**Task directions**: Return, unaltered, every line from the beginning of the material below up to and including the one with "One side effect".

**Stored data**:
PR #3302, opened 2024-06-25
Improve `Set` initialization performance

jsiirola:
## Summary/Motivation:
When working on some very large models (100M+ variables), we identified some performance issues in how we were initializing `Set` objects.  This PR resolves those performance bottlenecks:
```python
import time
from pyomo.environ import *
start = time.time()
m = ConcreteModel()
m.I = Set(initialize=range(100000000))
print(time.time() - start)
```
is reduced from 91.3s to 13.2s, and a real model with a more complex set initializer (for 200M elements) is reduced from 305s to 69s.

One side effect is to remove the warning message for adding duplicate items to a Set (which brings the Pyomo `Set` behavior closer in line with the Python `set` behavior).

- Rework `Set` initialization to make initializing large data sets more efficient
- Remove the warning for adding duplicate elements to a Set

### Legal Acknowledgement


pyomo/core/base/set.py
```diff
@@ -1685,15 +1748,15 @@ def discard(self, val):
...
     def pop(self):
         try:
             ans = self.last()
         except IndexError:
-            # Map the index error to a KeyError for consistency with
-            # set().pop()
-            raise KeyError('pop from an empty set')
+            # Map the exception for iterating over an empty dict to a
+            # KeyError for consistency with set().pop()
+            raise KeyError('pop from an empty set') from None
```
emma58, line 1759: Why are you suppressing the context?

emma58 (commented):
I think this looks good. A few questions mostly out of curiosity!

emma58:
(Also I am *very* excited about not warning for duplicate entries! :))

pyomo/core/base/set.py
```diff
@@ -1655,27 +1715,30 @@ class OrderedSetData(_OrderedSetMixin, FiniteSetData):
...
-    def _add_impl(self, value):
-        self._values[value] = len(self._values)
-        self._ordered_values.append(value)
+    def _update_impl(self, values):
+        for val in values:
+            # Note that we reset _ordered_values within the loop because
+            # of an old example where the initializer rule makes
+            # reference to values previously inserted into the Set
+            # (which triggered the creation of the _ordered_values)
+            self._ordered_values = None
```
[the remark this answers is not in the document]
jsiirola: The offending example is:
```python
def U_init(model, z):
    if z == 6:
        return Set.End
    if z == 1:
        return 1
    else:
        return model.U[z - 1] * z

model.U = Set(ordered=True, initialize=U_init)
```
The issue is that when `z == 2` the `__getitem__` causes the `_ordered_values` list to be created with a single entry.  If we don't clear `_ordered_values`, then it will stay a 1-element list, and when `z == 3`, looking for `model.U[2]` looks up `_ordered_values[1]`; running off the end of the list.

pyomo/core/base/set.py
```diff
@@ -1457,17 +1383,145 @@ def clear(self):
...
+                    "The value=%s violates the validation rule of Set %s"
+                    % (value, self.name)
+                )
+            yield value
+
+    def _cb_normalized_dimen_verifier(self, dimen, val_iter):
+        # It is important that the iterator is an actual iterator
+        val_iter = iter(val_iter)
+        for value in val_iter:
+            if value.__class__ is tuple:
```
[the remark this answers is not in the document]
jsiirola: Mostly because isinstance is slower, and because what we are trying to detect are multi-dimensional indices, which we know (because of normalize_index) is a tuple.

pyomo/core/base/set.py
jsiirola: So that `Set` behaves like `set`.

pyomo/core/base/set.py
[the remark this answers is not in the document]
emma58: Ewwww, this is horrifying! But okay, makes sense.

emma58 (approved):

mrmundt (approved):

pyomo/core/base/set.py
```diff
@@ -1457,17 +1383,145 @@ def clear(self):
...
+        #  (like lists) are not hashable and can raise exceptions.
+        try:
+            self._update_impl(val_iter)
+        except Set._SetEndException:
+            pass
 
     def pop(self):
         return self._values.pop()
 
+    def _cb_domain_verifier(self, domain, val_iter):
```
blnicho, line 1441: What does the `cb` in these verifier/validator method names mean?

pyomo/core/base/set.py
```diff
@@ -1457,17 +1383,145 @@ def clear(self):
...
+            if not flag:
+                raise ValueError(
+                    "The value=%s violates the validation rule of Set %s"
+                    % (value, self.name)
+                )
+            yield value
+
+    def _cb_normalized_dimen_verifier(self, dimen, val_iter):
+        # It is important that the iterator is an actual iterator
+        val_iter = iter(val_iter)
```
blnicho, line 1476: Is this needed? Seems like `val_iter` is guaranteed to be an iterator from line 1399 unless you expect this method to be called from elsewhere.

blnicho (approved):
I have a couple minor questions but otherwise this looks great!

pyomo/core/base/set.py
jsiirola: "callback"

pyomo/core/base/set.py
jsiirola: Great catch!  Removed this, plus updated some other bugs / inconsistencies / documentation around flattening & initialization.

blnicho (approved):

PR #3304, opened 2024-06-26
Adds support for the validation of IndexedSets using the index

### LINKED ISSUE #2655: No access to the index when validating indexed set members
## Summary

I would like to validate my indexed sets using the 'validate' keyword. The problem is that the index is not passed as an argument, only the model and the prospective member of the set. It would arguably be good for sets to have the same validation options as parameters (the component).

### Rationale

There should be a way to validate tentative members of indexed sets using the respective index. As I understand it, this is currently not possible. As far as I know, only the potential member is passed as an argument, not the index:

```
import pyomo.environ as pyo
model = pyo.ConcreteModel()
model.A = pyo.Set()
def validate_B(m, member):
    return True
model.B_indexed = pyo.Set(model.A, validate=validate_B)
```

### Description

The 'validate' option works well with parameter components, since the index is passed as an argument too. The same behaviour should be replicated with the set component:

```
import pyomo.environ as pyo
model = pyo.ConcreteModel()
model.A = pyo.Set()
def validate_B(m, member, index):
    return member > index
model.B_indexed = pyo.Set(model.A, validate=validate_B)
```

### Additional information

My current solution relies on validating the data outside of pyomo. Alternatively, I could validate every member of the set every time the validation rule was called but that would be very inefficient.

My setup:
Python 3.8.10
Pyomo 6.4.2

pmlpm1986:
## Summary/Motivation:

Set members could not be validated using the index in indexed sets. This PR adds that option to allow for more complex validation rules. 

- Allows validation of indexed sets to access the member and the respective index just like in Parameter objects
- Supports one- and multi-dimensional set members
- Adds tests to retain the functionality
- Revised the tutorial to illustrate the functionality.

### Legal Acknowledgement


pyomo/core/base/set.py
mrmundt, line 1: It looks like `black` might have gone a bit crazy on this file. Can I please ask you to revert it and add back the section you actually changed (lines 1412 through 1424)?

pyomo/core/base/sets.py
```diff
@@ -27,7 +27,7 @@
 from pyomo.common.deprecation import deprecation_warning
```
mrmundt, line 27: It looks like `black` might have gone a bit crazy on this file. Can you please revert it?

pyomo/core/tests/unit/test_set.py
```diff
@@ -334,12 +334,12 @@ def test_setdefault(self):
     def test_indices(self):
```
mrmundt, line 334: It looks like `black` might have gone a bit crazy on this file. Can I please ask you to revert it and add back the lines you actually changed?

pyomo/core/tests/unit/test_sets.py
```diff
@@ -210,8 +210,8 @@ def test_addInvalid(self):
         # is, the default within is None
```
mrmundt, line 210: It looks like `black` might have gone a bit crazy on this file. Can I please ask you to revert it and add back the lines you actually changed?

pmlpm1986:
I reverted the changes introduced by black. It should work as intended now.

pyomo/core/base/set.py
```diff
@@ -1409,7 +1410,19 @@ def add(self, *values):
 
             if self._validate is not None:
                 try:
-                    flag = self._validate(_block, _value)
+                    # differentiate between indexed and non-indexed sets
+                    if self._index is not None:
+                        # indexed set: the value and the index are given
+                        pass
```
mrmundt, line 1416: I do not think this `pass` is necessary.

pyomo/core/tests/unit/test_set.py
```diff
@@ -4319,15 +4319,15 @@ def _lt_3(model, i):
 
         m = ConcreteModel()
 
-        def _validate(model, i, j):
+        def _validate_I(model, i, j):
```
mrmundt, line 4322: I envision that future developers looking at this code will wonder, "What is `I`?"

pyomo/core/tests/unit/test_set.py
```diff
@@ -4347,7 +4347,10 @@ def _validate(model, i, j):
 
         # Note: one of these indices will trigger the exception in the
         # validot when it is called for the index.
-        m.J = Set([(0, 0), (2, 2)], validate=_validate)
+        def _validate_J(model, i, j, index):
```
mrmundt, line 4350: I envision that future developers looking at this code will wonder, "What is `J`?"

mrmundt (changes requested):

pyomo/core/tests/unit/test_set.py
pmlpm1986: In my mind, it is just an indexed set that we validate through this new rule.

pyomo/core/tests/unit/test_set.py
pmlpm1986: In my mind, it is a simple set that we validate through the normal rule (no index).

pmlpm1986: That is, a non-indexed set.

pyomo/core/base/set.py
pmlpm1986: True. Not sure how it landed there. Will fix it soon.

jsiirola:
This is pretty close.  I really only have two concerns with it:
- I would prefer that this leverage the `Initializer()` logic if at all possible: that logic standardizes how we process arguments to Component constructors so that (hopefully) all Components / arguments behave the same.
- (and this is the bigger issue): this PR breaks backwards compatibility.  That is, older models (including the tests in `test_sets`) no longer work with this change.  Although The Book is ambiguous as to the signature that `IndexedSet.validate` should take, the fact that there are examples / tests that exercise the old convention makes me uneasy about breaking it.  I think we should update this PR to either
   1. Work (silently) with either syntax
   2. Expect the new syntax but accept the old syntax (issuing a deprecation warning) 

I am happy to work on a patch for this, but it will take me a little while to get to it.

pmlpm1986:
> This is pretty close. I really only have two concerns with it:
> 
>     * I would prefer that this leverage the `Initializer()` logic if at all possible: that logic standardizes how we process arguments to Component constructors so that (hopefully) all Components / arguments behave the same.
> 
>     * (and this is the bigger issue): this PR breaks backwards compatibility.  That is, older models (including the tests in `test_sets`) no longer work with this change.  Although The Book is ambiguous as to the signature that `IndexedSet.validate` should take, the fact that there are examples / tests that exercise the old convention makes me uneasy about breaking it.  I think we should update this PR to either
>       
>       1. Work (silently) with either syntax
>       2. Expect the new syntax but accept the old syntax (issuing a deprecation warning)
> 
> 
> I am happy to work on a patch for this, but it will take me a little while to get to it.

As you say, the book is vague about this and it led me to think Sets behaved exactly like Parameters. Once I realised that they did not, I raised this issue. Only recently did I find the time to come up with a solution. Therefore, the `Initializer()` approach makes sense but I never looked into it.

On the subject of backwards compatibility, the adjustments needed are minimal and by design: all that is needed is to add the index to the arguments (it is always the last argument) and ignore it, which is what I did in some of the tests. Issuing a deprecation warning seems reasonable.

jsiirola:
This PR has been superseded by #3338 (that PR includes all commits here plus the rework of the Initializer and restoration of backwards compatibility [with deprecation warnings]).  I am closing this PR to ease some of the burden on the CI system.

PR #3310, opened 2024-07-08
Conic geomean fix

sadavis1:
## Summary/Motivation: 
pyomo.kernel.conic.primal_geomean.as_domain() does not work without a 2-character fix (dies in Mosek code). dual_geomean.as_domain() seems to have the same problem.

- Fix _build_linking_constraints() call in previously mentioned methods

### Legal Acknowledgement


pyomo/core/kernel/conic.py
```diff
@@ -934,7 +934,7 @@ def as_domain(cls, r, x):
         b = block()
         b.r = variable_tuple([variable(lb=0) for i in range(len(r))])
         b.x = variable()
-        b.c = _build_linking_constraints(list(r) + [x], list(b.r) + [x])
+        b.c = _build_linking_constraints(list(r) + [x], list(b.r) + [b.x])
```
mrmundt, line 937: This seems like a perfect case to add a small test to ensure correct behavior in different solvers.

sadavis1: I added a test for the constraint structure. The behavior isn't really specific to mosek, it just happened to fail that way because mosek doesn't like constraints that specify the same variable twice.

pyomo/core/tests/unit/kernel/test_conic.py
```diff
@@ -784,6 +786,40 @@ def test_as_domain(self):
         x[1].value = None
 
 
+# these mosek 10 constraints are really anemic and can't be evaluated, pprinted,
```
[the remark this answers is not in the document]
sadavis1: I guess my idea was that they lacked the methods a healthy conic constraint should have... I'll be clear instead of typing things that make no sense.

mrmundt (approved):

jsiirola (approved):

**Result for this exercise**:
PR #3302, opened 2024-06-25
Improve `Set` initialization performance

jsiirola:
## Summary/Motivation:
When working on some very large models (100M+ variables), we identified some performance issues in how we were initializing `Set` objects.  This PR resolves those performance bottlenecks:
```python
import time
from pyomo.environ import *
start = time.time()
m = ConcreteModel()
m.I = Set(initialize=range(100000000))
print(time.time() - start)
```
is reduced from 91.3s to 13.2s, and a real model with a more complex set initializer (for 200M elements) is reduced from 305s to 69s.

One side effect is to remove the warning message for adding duplicate items to a Set (which brings the Pyomo `Set` behavior closer in line with the Python `set` behavior).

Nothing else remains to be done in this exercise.